Tuesday, April 21, 2009

3 random things (torture, Carnival and "Christian Rock")

I have come across 3 things to make you aware of:

1. rant warning- Did you see this? The New York Times reports that 2 of the terrorism suspects were waterboarded 266 times. One of them was waterboarded 83 times, while the other (a bad man I do admit- but punishment is for the courts to decide) was waterboarded an astounding 183 times. I have a hard time believing each of those times were to get info, and none were for other reasons. But, however we feel about these individuals, how can one not believe that waterboarding someone 183 constitutes anything but torture? Seriously, how blind to your own nationalism or belief system does one have to be to think this is acceptable behavior, especially if one believes in the concept of American Exceptionalism (if you believe in this, you must see that what makes American "great" is its "values"- and the values expressed by this, are not particularly exceptional).
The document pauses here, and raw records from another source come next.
PR #936, opened 2018-02-12
removed default folding

SnowCone161803:
Hi there!

Would it be possible to remove the default folding method as this is making it more difficult to use my own folding method?

I was thinking either remove it or make the default a variable that is set here.

What do you think?

### DIFF
--- a/ftplugin/snippets.vim
+++ b/ftplugin/snippets.vim
@@ -8,10 +8,6 @@ let b:did_ftplugin = 1
 let s:save_cpo = &cpo
 set cpo&vim
 
-" Fold by syntax, but open all folds by default
-setlocal foldmethod=syntax
-setlocal foldlevel=99
-
 setlocal commentstring=#%s
 
 setlocal noexpandtab


SnowCone161803:
tests passing on this branch

Travis seems to be having difficulty with a PPA...

```
W: http://ppa.launchpad.net/couchdb/stable/ubuntu/dists/trusty/Release.gpg: Signature by key 15866BAFD9BCC4F3C1E0DFC7D69548E1C17EAB57 uses weak digest algorithm (SHA1)
W: The repository 'http://ppa.launchpad.net/kalakris/tmux/ubuntu trusty Release' does not have a Release file.
E: Failed to fetch http://ppa.launchpad.net/kalakris/tmux/ubuntu/dists/trusty/main/binary-amd64/Packages  404  Not Found
E: Failed to fetch http://ppa.launchpad.net/kalakris/tmux/ubuntu/dists/trusty/main/binary-i386/Packages  404  Not Found
E: Some index files failed to download. They have been ignored, or old ones used instead.
W: http://ppa.launchpad.net/couchdb/stable/ubuntu/dists/trusty/Release.gpg: Signature by key 15866BAFD9BCC4F3C1E0DFC7D69548E1C17EAB57 uses weak digest algorithm (SHA1)
```

SnowCone161803:
Hmm that's a shame.

Do you know of any justification for this being The Vim Way?

SirVer:
> Do you know why that this is The Vim Way?

I can't answer that. I linked you to the official Vim documentation that states how you are supposed to overwrite settings in plugins that you do not like. I did not design Vim, so I cannot tell you how this design came to be. But it is the way Vim expects it to be done - hence the Vim Way. 

It solves your problem of overwriting the foldmethod though.

SnowCone161803:
No worries!

Thanks for the solution! It seems to be working perfectly.

SnowCone161803:
It does seem strange that you need to put the config for Vim in two places depending on how plugins are written.

Like, when you start off reading online it talks about putting everything in the `.vimrc`. But now sometimes you need to put it in the `after/ftplugin` folder.

What are your thoughts on it?

SirVer:
I do agree that this setup is not ideal, as you said defining everything in one place would be preferable. However, this is the documented and recommended way. there are only two approaches really:

1) stick to the best practices laid out in the Vim docs.

2) every plugin reinvents their own scheme of configuration. 

I am firmly in category 1. It allows people to learn the vim way and apply it everywhere, 2 requires to learn anew for every plugin.

SnowCone161803:
I've done some good learning on `ftplugin` to see how it all works and I'm happy about that. But I've realised that the problem that I've been having isn't to do with the default `foldmethod` for snippets and more to do with why I wanted it changed in the first place.

My snippets files were getting confusing because there were too many snippets in them. I'd used the `vim-plugins` as a guide for how to create snippets rather than the documentation, because it was quicker to get 
up and running quickly with.

In this plugin's `ultisnips` folder however, it wasn't using any of the folder structure described in (adding snippets)[https://github.com/SirVer/ultisnips/blob/master/doc/UltiSnips.txt#L570].  Once I found this, the problem was solved completely!

Thanks for the chat though. I wouldn't have found this unless I'd let my ideas be challenged!

PR #939, opened 2018-02-21
Do not expand brA snippets if there is already a character in the line

ig-dev:
```
snippet /f / "foo" brA
foo
endsnippet
```

Current behaviour:
Typing: `af<Space>`
Becomes: `afoo`
Expected: `af<Space>`

The b option should cause the snippet to only expand if the match starts at the beginning of the line. Together with the 'r' and 'A' options the snippet also expands if there is already one alphanumerical character typed (but not more).


ig-dev:
Oops, test fail. Let me fix this and create a new pull request.

PR #790, opened 2016-11-15
add function isExpandable(): check if expands, but do not expand

Konfekt:
A first take at https://github.com/SirVer/ultisnips/issues/786:

Add a function UltiSnips#isExpandable() (as neosnippet offers in guise of neosnippet#expandable()), useful for example for autocompletion plug-ins like delimitmate:
```vim
 nnoremap <expr> <tab> delimitMate#isEmptyPair() && UltiSnips#isExpandable() ? <del>:UltiSnips#Expand() : '<tab>'
```
This way, a snippet with delimiters such as
```vim
  snippet [
	[${1:text}](http://${2:address})
```
in markdown.snippets of vim-snippets, is expanded with no trailing ] (auto-inserted by the autocompletion plugin).

PR #957, opened 2018-04-02
document IsExpandable() to check if snippet is expandable without exp…

Konfekt:
…anding

Solves https://github.com/SirVer/ultisnips/pull/790#issuecomment-377808784


SirVer:
Beautiful! Thanks a lot.

Issue #949, opened 2018-03-29
Project status


andreyorst:
Hello, @SirVer, @seletskiy, and other contributors, and users of this project. I would like to gently ask about UltiSnips project status.

In Readme is stated that:
> UltiSnips was started in Jun 2009 by @SirVer. In Dec 2015, maintenance was handed over to @seletskiy.

But the last commit was 423f264 on Jun 30, 2017. It's almost a year, and last @seletskiy [activity in issues](https://github.com/SirVer/ultisnips/issues/878#issuecomment-322465420) is somwhere around august 2017. Both of you seem remain active on Github, so I assume that everithing is fine, wich is great. But...

There is no note on projects status, so I would like to ask, is there a new active developed fork of this, or project is abandoned by every maintainer and its destiny will remain unknown? Other snippet plugins that i've seen has less features than Ultisnips, so I'm really interested in this project health status. Current master contain some essential bugs, like #948, or #932 and others, wich I haven't encountered yet, but still, that interrupts work in some case.

SirVer:
@andreyorst In Nov 2016 I passed on all maintainership of my open source projects due to rising personal commitments (See [the post for my more successful open source project](https://wl.widelands.org/news/2016/Nov/15/sirver-passing-chieftain-baton-gunchleoc/) for details). My situation is unchanged, so I cannot commit to spending more time on UltiSnips myself right now and in the foreseeable future.

Stanislav (@seletskiy) was the most active contributor at that time and graciously accepted taking on maintainership of UltiSnips. It is a lot of work to maintain a high active project like Widelands, probably he can't keep up either any more. 

> There is no note on projects status, so I would like to ask, is there a new active developed fork of this, or project is abandoned by every maintainer and its destiny will remain unknown? 

I am still an active user of UltiSnips - I use it daily - and in its current form it is very usable, stable and feature rich. So even if there is no maintainership going forward, I think it remains a useful plugin for a long time to come. I do not think that there is a more active fork of UltiSnips, but I have not checked.

I think fixing the most annoying bugs is all that is required, that should not be a ton of work. However, I think it requires a hero to step forward with the interest of investing time into UltiSnips. I will add anybody interested in being a maintainer to the project admins, I am also open to moving UltiSnips into an organization and have its development lead by a group.

seletskiy:
[...]

PR #959, opened 2018-04-06
Update issue_template.md

andreyorst:
As I've proposed in https://github.com/SirVer/ultisnips/issues/949#issuecomment-379158188 I've added comments that will be deleted automatically, so user wont need to do this manually and resulting issue will not accidentally contain any unnecessary text.


SirVer:
The idea with the comments is great! I left a few comments for discussion and in general I find the template is now a bit long. I'll try to trim it down before merging when I have some time.

.github/issue_template.md
```diff
@@ -1,22 +1,45 @@
...
+-->
 
-- fill out the table below the line of dashes and keep it at the end of your
-  issue text. The provided answers below are examples, only keep one of them or
-  replace them entirely with something else. But please provide an answer for
-  every line.
+<!-- Issue template:
+- First please provide clear explanations of issue type. What causing it,
+  and how we could test it.
+- Provide short and understandable steps to reproduce the issue in the list
```
SirVer: not a fan of these steps list. In my experience they are never provided in a useful way.

.github/issue_template.md
```diff
@@ -1,22 +1,45 @@
...
+  below.
+- Fill out the table below ## symbols and keep it at the end of your
+  issue text. Please provide an answer for every line.
 - provide a minimal viable repro case, ideally following
```
SirVer: This is the most important line for me. If people do this, we will have a 100% reliable way of reproducing. Everything else might not have all information.

andreyorst:
Ok! I've tried to cover everything, so yes it is bit long now, but since they are deleted eventually I thought that it is not a big problem.

.github/issue_template.md
```diff
@@ -1,22 +1,45 @@
...
+**Steps to reproduce**
+
+1.
+2.
+3.
+
+
+## 
+<!-- Please fill theese fields -->
+- **Operating System**:  <!-- e.g. Windows XP / Ubuntu Linux / Mac OS 10.5 -->
```
SirVer: I think this has the danger that people will write their answer inside the comment block. That is not terrible though, since we can edit the bug they submit and change the lines.

andreyorst:
> It is unlikely that issue posters will read the full text that we write, so it is likely that they will miss information.

I got what you mean, so I'll work more on template but little later.

andreyorst:
@SirVer I think that it should be mentioned that neovim isn't supported. Somewhere at the beginning of template. So neovim related issues will popup more rarely. Your thoughts?

SirVer:
@andreyorst I gave this another go and trimmed it further down. I think it is in good shape now. If you like it like that, let's merge it.

andreyorst:
Well, thats strange, but some comments are actually not colored as comments in github editor.
image
Seems like editor bug, but because markdown specification tells that linebreak is sort of a delimiter, I think that editor thinks that comment block ended, but the resulting renered issue doesn't contain it. Bit confusing to me.

I suggest not relaing on this behaviour, because it might change, as github team is still tweaking markdown sometimes. I'd loke to add some extra comment blocks just to safety.

SirVer:
> @SirVer I think that it should be mentioned that neovim isn't supported. Somewhere at the beginning of template. So neovim related issues will popup more rarely. Your thoughts?

Let's put this into the readme instead.

> Well, thats strange, but some comments are actually not colored as comments in github editor.

GitHub's code highlighting is buggy - but the markdown implementation is not. It doesn't matter for us here, since issue reporters will not see this text syntax highlighted ever. They will only see the plain text representation. I think the plain text was clearer before e697b5c and I suggest to revert that commit.

andreyorst:
> Let's put this into the readme instead.

Good point. Maybe then it should stated in documentation too. 
> I think the plain text was clearer before e697b5c and I suggest to revert that commit.

Well it's just my excessive caution. If you're being so, i'm all for reverting.

SirVer:
> Good point. Maybe then it should stated in documentation too.

Let's try to keep information in one place only. We should link from the documentation to the readme though.

SirVer:
@andreyorst Are you happy with this PR? Can it go in?

andreyorst:
@SirVer absolutely

SirVer:
@UltiBot merge

SirVer:
@UltiBot merge

PR #969, opened 2018-04-11
Add note about contributing to traceback

andreyorst:
There too many issues with traceback only. While it is good to have traceback, it is sell useful when it is the only info in the issue description. I think that contributing manual should be mentioned here even if we have issue template now. At least further new issues with traceback may follow contributing guide.


SirVer:
👍 Makes sense.

SirVer:
@UltiBot merge

PR #975, opened 2018-04-15
Docs: alternative implementation of IsExpandable function

unclechu:
To deal with space characters.

### DIFF
--- a/doc/UltiSnips.txt
+++ b/doc/UltiSnips.txt
@@ -1798,11 +1798,24 @@ listed in the docs.
 6. FAQ                                                        *UltiSnips-FAQ*
 
 Q: Do I have to call UltiSnips#ExpandSnippet() to check if a snippet is
-  expandable ? Is there instead an analog of neosnippet#expandable ?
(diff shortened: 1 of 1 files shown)


unclechu:
@SirVer Does it look okay?

SirVer:
@unclechu Yes, the doc update looks great to me. I am just wondering if we can test this somehow and make sure it does not regress. But I have no good idea how to test something in the documentation.... Do you have an idea?

andreyorst:
Well we can just feed keys to vim, like <kbd>:</kbd><kbd>h</kbd><kbd>ultisnips</kbd><kbd>/</kbd><kbd>function UltiSnips#IsExpandable()</kbd><kbd>V</kbd><kbd>/</kbd><kbd>endfunction</kbd><kbd>y</kbd><kbd>Ctrl</kbd><kbd>w</kbd><kbd>k</kbd><kbd>P</kbd> and we will have a buffer with copied function contents. But that's silly

SirVer:
I did not come up with a better idea for testing this, so let's get it in as is. Thanks for the contributions @unclechu !

@UltiBot merge

PR #1040, opened 2024-10-16
New actions related to entity form migration

ktuite:
Frontend of https://github.com/getodk/central-backend/pull/1210 (issue https://github.com/getodk/central/issues/692)

Example 1:
Screenshot 2024-10-16 at 1 56 38 PM

Example 2:
Screenshot 2024-10-16 at 1 56 48 PM

### DIFF
--- a/src/locales/en.json5
+++ b/src/locales/en.json5
@@ -160,7 +160,7 @@
       "upgrade": {
         "process_form": "Process Form",
         "process_form_draft": "Process Form Draft",
-        "process_form_entities_version": "Flag Entity Form for Upgrade"
+        "process_form_entities_version": "Flag Form for Upgrade"
       },
       // This is shown in the log of actions performed on the server. It is a
       // type of action that can be taken on or for a Web User.
--- a/src/locales/en.json5
+++ b/src/locales/en.json5
@@ -126,6 +126,7 @@
         "create": "@:audit.action.default.create",
         "update": "@:audit.action.default.update",
         "update_draft_set": "Create or Update Draft",
+        "update_draft_replace": "Replace Draft",
         "update_publish": "Publish Draft",
         "update_draft_delete": "Abandon Draft",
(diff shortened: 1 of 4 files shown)


src/locales/en.json5
```diff
@@ -158,7 +159,8 @@
       // type of action that the server performs when it is upgraded.
       "upgrade": {
         "process_form": "Process Form",
-        "process_form_draft": "Process Form Draft"
+        "process_form_draft": "Process Form Draft",
+        "process_form_entities_version": "Flag Entity Form for Upgrade"
```
matthew-white, line 163: My initial thought here was that maybe it'd be fine to present this action in the same way as the other, older form upgrade: "Process Form". It'd be one less thing to translate. Then again, I think "flag" is a better descriptor of what's actually happening. These audit events aren't making any immediate changes, they're just marking forms that need to be further evaluated and processed. That processing might not even change the form, e.g., if the form is already using the latest entity spec.

What do you think about something in the middle: "Flag Form for Upgrade"? I think if we keep it slightly generic, there's a chance we'll be able to reuse the string in the future. Also, the details on the event provide useful context, and users will be able to see those.

src/locales/en.json5
```diff
@@ -126,6 +126,7 @@
         "create": "@:audit.action.default.create",
         "update": "@:audit.action.default.update",
         "update_draft_set": "Create or Update Draft",
+        "update_draft_replace": "Replace Draft",
```
matthew-white, line 129: I think it'd be good to add this action to the filter in `AuditFiltersAction`. We can't add the upgrade event as easily, since Backend doesn't know how to filter for `upgrade.*` events as a category. However, since it's easy to add this event, and it will be returned as part of the general "Form Actions" category (/v1/audits?action=form), I think we should add `form.update.draft.replace` to the filter. No test needed, just adding it to the list.

matthew-white (approved):

PR #1048, opened 2024-11-03
Dockerize ODK CF to streamline development environment setup.

moise10r:

To verify that the changes work as intended, I have:

 - I Run the application locally using Docker with `docker-compose up --build`, ensuring that we still access the app through Ngnix on port 8989 .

And if you are a Christian and feel this is justified, you need to reexamine your belief system, because something besides Jesus and Scripture are guiding you.

Un-freakin-believable.

Rant over

2. Did you check out Bono's latest op-ed in the New York Times? While disjointed it is worth reading, covering Carnival, Christianity, lent and Easter for believers and non-believers. There are lots of great little quotes, including:
I come to lowly church halls and lofty cathedrals for what purpose? I search the Scriptures to what end? To check my head? My heart? No, my soul. For me these meditations are like a plumb line dropped by a master builder — to see if the walls are straight or crooked. I check my emotional life with music, my intellectual life with writing, but religion is where I soul-search.
and

So much of the discussion today is about value, not values. Aid well spent can be an example of both, values and value for money. Providing AIDS medication to just under four million people, putting in place modest measures to improve maternal health, eradicating killer pests like malaria and rotoviruses — all these provide a leg up on the climb to self-sufficiency, all these can help us make friends in a world quick to enmity. It’s not alms, it’s investment. It’s not charity, it’s justice.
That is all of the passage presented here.